Mr. Eden wasn’t impressed. “He said that Cruz was never in Promise ‘while in high school.’ And now we learn he was while in middle school. Utterly shameless,” he said.
The district, which has hired an independent firm to conduct an investigation into Mr. Cruz’s history with Broward County schools, said the information first reported Sunday by WLRN-FM was only recently unearthed.
“Our district’s and Superintendent Runcie’s previous comments were an honest effort to respond with what was believed at the time to be correct information,” Ms. Clark said. “The district has now learned new details — and that information is being shared — proof of the district’s ongoing commitment transparency.”

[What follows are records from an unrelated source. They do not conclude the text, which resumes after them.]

PR #21381, opened 2026-09-03
Reviewer brief: empty ⚠️ sentinel acknowledges stances; 'the first <ordinal>' is not a stance

CamSoper:
Two things Cam spotted on the v3 reviewer brief for pulumi/docs#21369:

- **Contradictory sentinel.** The ⚠️ section read "Nothing needs a human eye beyond the rubber-stamp list below" directly above an editorial-stances block the reviewer is asked to confirm. The empty-table sentinel now comes from one helper that knows whether the stances H4 follows, used by all three emitters (composer, `build-evidence.py` collapse, `apply-update.py` re-render).
- **False-positive stance.** "for the first deployment, create it" matched the positioning regex's `the first`. Ordinal/temporal nouns after "the first" no longer match; "the first IaC tool" still does.

Regression tests for both.

https://claude.ai/code/session_01HgQPx7TyE73KH1Bk4TBfHq

### DIFF
--- a/.claude/commands/docs-review/scripts/apply-update.py
+++ b/.claude/commands/docs-review/scripts/apply-update.py
@@ -530,7 +530,12 @@ def _render_doc(body: str, rows: dict[str, dict], resolved_rows: list[str], doc:
             new_lines = _table(resolved_rows) if resolved_rows else [RESOLVED_PLACEHOLDER]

About 1,600 to 2,000 students participate each year in Promise, which is aimed at offering counseling and therapy to students involved in nonviolent infractions.
Approved by Mr. Runcie, Promise was at the forefront of a national movement that culminated in the Obama administration’s 2014 directive on school discipline, which threatened school districts with civil rights investigations unless they reduced racial disparities in school discipline.
Education Secretary Betsy DeVos is considering whether to rescind the directive in the face of mounting complaints, after holding listening sessions last month in her office with advocates on both sides of the issue.
Supporters of the directive have argued that the pressure is needed to prevent teachers and principals from discriminating in particular against black students, who are suspended at significantly higher rates than white students.
Mr. Cruz has been indicted on 17 counts of premeditated murder and 17 counts of attempted murder for each person killed in the massacre.
His attorney has offered to have him plead guilty in exchange for life without parole, but prosecutors are seeking the death penalty.